Work to complete
Output only how many lines below contain "empty".

Dataset entries
PR #601, opened 2022-05-25
Feat/liftover existing variants

### LINKED ISSUE #600: Automatically lift over existing variants to all active GBs
Whenever a new genome buid is added, we should automatically perform lift overs from all existing variants to the new build the moment the columns of the new build are added to the `Variants` table. This can be done in `ajax/mapping_variants.php` using VariantValidator.

Related to #550.

loeswerkman:
This code will identify existing variants that are not described on all active GBs, and add missing descriptions wherever possible by performing lift overs using VariantValidator. 

Closes #600, related to #550.

### DIFF
--- a/src/ajax/map_variants.php
+++ b/src/ajax/map_variants.php
@@ -245,7 +245,7 @@ if (count($aActiveGBs) > 1) {
             ' LIMIT ' . (int) $nMaxVariants,
             array($sChr)
         )->fetchAllColumn();
-        $aVariantUpdates = array_merge($aVariantUpdates, $aVariantIDs);
+        $aVariantUpdates = array_fill_keys($aVariantIDs, true);
 
         // These variant are now in progress, which we will indicate by mapping flags.
         $_DB->query(


src/ajax/map_variants.php
```diff
@@ -198,6 +198,166 @@ function lovd_mapVariantToTranscripts (&$aVariant, $aTranscripts)
...
+
+                    // Great! All checks have passed and the new description
+                    //  can be sent to the database.
+                    $aNewVariant = lovd_getVariantInfo($aVVResponse[$sBuild]);
+                    $_DB->query(
+                        'UPDATE ' . TABLE_VARIANTS .
+                        ' SET ' . $aGBColumns['DNA'] . ' = ?' .
+                        ', ' . $aGBColumns['position_start'] . ' = ?' .
+                        ', ' . $aGBColumns['position_end'] . ' = ?' .
+                        ', mapping_flags = mapping_flags | ' . MAPPING_DONE .
```
loeswerkman, line 320: Can we really add `MAPPING_DONE`? The lift overs are done, but what about the transcripts?

src/ajax/map_variants.php
```diff
@@ -309,9 +309,38 @@ function lovd_mapVariantToTranscripts (&$aVariant, $aTranscripts)
                         continue;
                     }
 
-                    // Great! All checks have passed and the new description
-                    //  can be sent to the database.
-                    $aNewVariant = lovd_getVariantInfo($aVVResponse['data'][$sBuild]);
+                    // Great! All checks have passed. Now all that is left to do is to
+                    //  ensure the variants are correctly concatenated in case multiple
+                    //  descriptions were found on the build in question.
+                    if (is_string($aVVResponse['data'][$sBuild])) {
```
loeswerkman, line 315: This whole thing (line 315-338) is also performed in `ajax/check_hgvs_dialogue.php` in the branch `improve/variantCreationForm`. Perhaps we could unify the code by building a function for both cases?

src/ajax/map_variants.php
```diff
@@ -198,6 +198,195 @@ function lovd_mapVariantToTranscripts (&$aVariant, $aTranscripts)
...
+// Performing lift-overs so variants are described as relative to as many GBs as possible.
+$aActiveGBs = $_DB->query('
+        SELECT id,
+            CONCAT("VariantOnGenome/DNA", if(column_suffix = "", "", "/"), column_suffix) as "DNA",
+            CONCAT("position_g_start", if(column_suffix = "", "", "_"), column_suffix) as "position_start",
+            CONCAT("position_g_end", if(column_suffix = "", "", "_"), column_suffix) as "position_end"
+        FROM ' . TABLE_GENOME_BUILDS
+)->fetchAllGroupAssoc();
+
+if (count($aActiveGBs) < 1) {
```
ifokkema, line 211: This `if()` can never be true. How has the code been tested? How many builds were active?

src/ajax/map_variants.php
```diff
@@ -198,6 +198,195 @@ function lovd_mapVariantToTranscripts (&$aVariant, $aTranscripts)
...
+    // Lift overs can only be performed if more than one GB is active.
+
+    foreach ($aActiveGBs as $sBuild => $aGBColumns) {
+        $aChr = $_DB->query(
+            'SELECT DISTINCT chromosome FROM ' . TABLE_VARIANTS .
+            ' WHERE ' . $aGBColumns['DNA'] . '= ""' . // DNA field of this GB is empty
```
ifokkema, line 217: Or, this field could be `NULL`!

src/ajax/map_variants.php
```diff
@@ -198,6 +198,195 @@ function lovd_mapVariantToTranscripts (&$aVariant, $aTranscripts)
...
+            '    AND mapping_flags & ' . MAPPING_ALLOW . // Mapping is allowed
```
ifokkema, line 218: This line should be removed; also variants that don't allow mapping (VOG to VOT) should allow liftover (VOG to VOG) because we (LOVD) simply enforce it.

src/ajax/map_variants.php
```diff
@@ -198,6 +198,195 @@ function lovd_mapVariantToTranscripts (&$aVariant, $aTranscripts)
...
+            '    AND NOT mapping_flags & ' . (MAPPING_NOT_RECOGNIZED | MAPPING_DONE) // Mapping is possible and necessary
```
ifokkema, line 219: `MAPPING_DONE` should also be removed. However, you can remove `MAPPING_IN_PROGRESS`.

src/ajax/map_variants.php
```diff
@@ -198,6 +198,195 @@ function lovd_mapVariantToTranscripts (&$aVariant, $aTranscripts)
...
+        if (!empty($aChr)) {
+            // There is more than one chromosome with missing variant description for this build.
+
+            // We pick a random chromosome to minimize the chances of multiple active users
+            //  activating lift overs on the same chromosome.
+            $sChr = array_rand($aChr);
+
+            $aVariantIDs = $_DB->query(
+                'SELECT id FROM ' . TABLE_VARIANTS .
+                ' WHERE chromosome = ' . $sChr . // Only taking our picked chromosome
```
ifokkema, line 231: `$sChr` can be a string! That would cause this query to crash. Always use the SQL placeholders ("?") everywhere unless it's really not possible.

src/ajax/map_variants.php
```diff
@@ -198,6 +198,195 @@ function lovd_mapVariantToTranscripts (&$aVariant, $aTranscripts)
...
+                '    AND ' . $aGBColumns['DNA'] . '= ""' . // DNA field of this GB is empty
```
ifokkema, line 232: Was this query tested? I'm pretty sure this should cause an SQL error.

src/ajax/map_variants.php
```diff
@@ -198,6 +198,195 @@ function lovd_mapVariantToTranscripts (&$aVariant, $aTranscripts)
...
+                '    AND mapping_flags & ' . MAPPING_ALLOW . // Mapping  is allowed
+                '    AND NOT mapping_flags & ' . (MAPPING_NOT_RECOGNIZED | MAPPING_DONE) . // Mapping is possible and necessary
```
ifokkema, line 234: See also above, `MAPPING_ALLOW` shouldn't be considered, and `MAPPING_DONE` should be `MAPPING_IN_PROGRESS`.

src/ajax/map_variants.php
```diff
@@ -198,6 +198,195 @@ function lovd_mapVariantToTranscripts (&$aVariant, $aTranscripts)
...
+
+            // We will loop through all variants that are missing DNA descriptions.
+            foreach ($aVariantIDs as $sVariantID) {
+
+                // This variant is now in progress, which we will indicate by mapping flags.
+                $_DB->query(
+                    'UPDATE ' . TABLE_VARIANTS .
+                    ' SET mapping_flags = mapping_flags | ' . MAPPING_IN_PROGRESS .
+                    ' WHERE id = ?', array($sVariantID)
+                );
```
ifokkema, line 246: Applying this only inside the loop means that you can select a variant and only seconds later mark it as in progress. The mark should be stored immediately after selection, and whether that update was successful (whether you successfully "locked" the variants) should be checked.

src/ajax/map_variants.php
```diff
@@ -198,6 +198,195 @@ function lovd_mapVariantToTranscripts (&$aVariant, $aTranscripts)
...
+
+                list($bMappingTryAgain, $bMappingSuccessful) = array(false, false);
```
ifokkema, line 248: Easier is:
```php
$bMappingTryAgain = $bMappingSuccessful = false;
```
It doesn't require building an array and then decomposing it again.

src/ajax/map_variants.php
```diff
@@ -198,6 +198,195 @@ function lovd_mapVariantToTranscripts (&$aVariant, $aTranscripts)
...
+                'SELECT id FROM ' . TABLE_VARIANTS .
+                ' WHERE chromosome = ' . $sChr . // Only taking our picked chromosome
+                '    AND ' . $aGBColumns['DNA'] . '= ""' . // DNA field of this GB is empty
+                '    AND mapping_flags & ' . MAPPING_ALLOW . // Mapping  is allowed
+                '    AND NOT mapping_flags & ' . (MAPPING_NOT_RECOGNIZED | MAPPING_DONE) . // Mapping is possible and necessary
+                ' LIMIT ' . $nMaxVariants
+            )->fetchColumn();
+
+            // We will loop through all variants that are missing DNA descriptions.
+            foreach ($aVariantIDs as $sVariantID) {
```
ifokkema, line 239: These IDs are numeric, so `$nVariantID` would fit better.

src/ajax/map_variants.php
```diff
@@ -198,6 +198,195 @@ function lovd_mapVariantToTranscripts (&$aVariant, $aTranscripts)
...
+                    }
+
+                    $sVariant = $_DB->query('SELECT VariantOnGenome/DNA FROM ' . TABLE_VARIANTS .
+                        ' WHERE id = ' . $sVariantID)->fetchColumn();
+                    if ($sVariant == '') {
+                        // Variant description is empty; no chance of lifting over from this build.
+                        continue;
+                    }
+
+                    $aVariant = lovd_getVariantInfo($sVariantID);
```
ifokkema, line 265: I think you meant to put the DNA description there?

src/ajax/map_variants.php
loeswerkman: Resolved! We do not want to add `MAPPING_DONE`.

src/ajax/map_variants.php
ifokkema: In that case, that should then be in the VV library. I'm not really sure yet if maybe this entire problem should be solved inside of the VV library instead of outside of it.

src/ajax/map_variants.php
ifokkema: That is correct indeed, the flag should not be added.

src/ajax/map_variants.php
```diff
@@ -198,6 +198,195 @@ function lovd_mapVariantToTranscripts (&$aVariant, $aTranscripts)
...
+
+                // Now we will loop through all alternative builds to try lift overs
+                //  from all possible references.
+                foreach ($aActiveGBs as $sSourceBuild => $aSourceGBColumns) {
+                    if ($sSourceBuild == $sBuild) {
+                        // We need to lift over TO $sBuild, so not FROM $sBuild.
+                        continue;
+                    }
+
+                    $sVariant = $_DB->query('SELECT VariantOnGenome/DNA FROM ' . TABLE_VARIANTS .
```
ifokkema, line 258: Would it perhaps make sense to think about handling multiple empty fields? E.g., whenever we'd have three active builds and only one is filled in, it wouldn't make sense to fill the two empty fields one by one.

ifokkema (commented):
I realized too late you were still working on this - here are some comments already!

src/ajax/map_variants.php
loeswerkman: I think it would be nice to do so inside the library!

src/ajax/map_variants.php
loeswerkman: Oops ':)

src/ajax/map_variants.php
loeswerkman: Ah I misunderstood! Fixed :)

src/ajax/map_variants.php
loeswerkman: Yep on it:)

src/ajax/map_variants.php
loeswerkman: Done

src/ajax/map_variants.php
loeswerkman: Oh great, thank you!

src/ajax/map_variants.php
loeswerkman: Ah oopsie, you're right :)

src/ajax/map_variants.php
loeswerkman: Oh right, this is now taken into account!

src/ajax/map_variants.php
loeswerkman: Done

src/ajax/map_variants.php
```diff
@@ -228,11 +227,11 @@ function lovd_mapVariantToTranscripts (&$aVariant, $aTranscripts)
 
             $aVariantIDs = $_DB->query(
                 'SELECT id FROM ' . TABLE_VARIANTS .
-                ' WHERE chromosome = ' . $sChr . // Only taking our picked chromosome
-                '    AND ' . $aGBColumns['DNA'] . '= ""' . // DNA field of this GB is empty
-                '    AND mapping_flags & ' . MAPPING_ALLOW . // Mapping  is allowed
+                ' WHERE chromosome = ?' . // Only taking our picked chromosome
+                '    AND (' . $aGBColumns['DNA'] . ' = "" OR ISNULL(' . $aGBColumns['DNA'] . '))' . // DNA field is empty
```
ifokkema, line 231: In LOVD we always use `column IS NULL` instead of `ISNULL(column)`.
Also, note that `$aGBColumns['DNA']` will need some quoting as MySQL doesn't like column names with slashes. Check other queries to see how that's done.

src/ajax/map_variants.php
```diff
@@ -255,14 +254,14 @@ function lovd_mapVariantToTranscripts (&$aVariant, $aTranscripts)
                         continue;
                     }
 
-                    $sVariant = $_DB->query('SELECT VariantOnGenome/DNA FROM ' . TABLE_VARIANTS .
-                        ' WHERE id = ' . $sVariantID)->fetchColumn();
+                    $sVariant = $_DB->query("SELECT '{$aSourceGBColumns['DNA']}' FROM " . TABLE_VARIANTS .
```
ifokkema, line 257: Columns should be quoted in a different way. Check other queries to see how.

src/ajax/map_variants.php
loeswerkman: Noted and implemented!

src/ajax/map_variants.php
loeswerkman: Yes, definitely! Working on it :)

loeswerkman:
The code currently seems to work as I want it to. There is one problem still: the `MAPPING_IN_PROGRESS` flag that should be removed by the `lovd_updateVariantsOnExit()` shutdown function, is in fact not removed after the process. As of yet I do not understand why it is not. I will look into this! Also, I will continue to test this code before the actual branch should be merged. However, for now the code should be good for a review.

Answer
8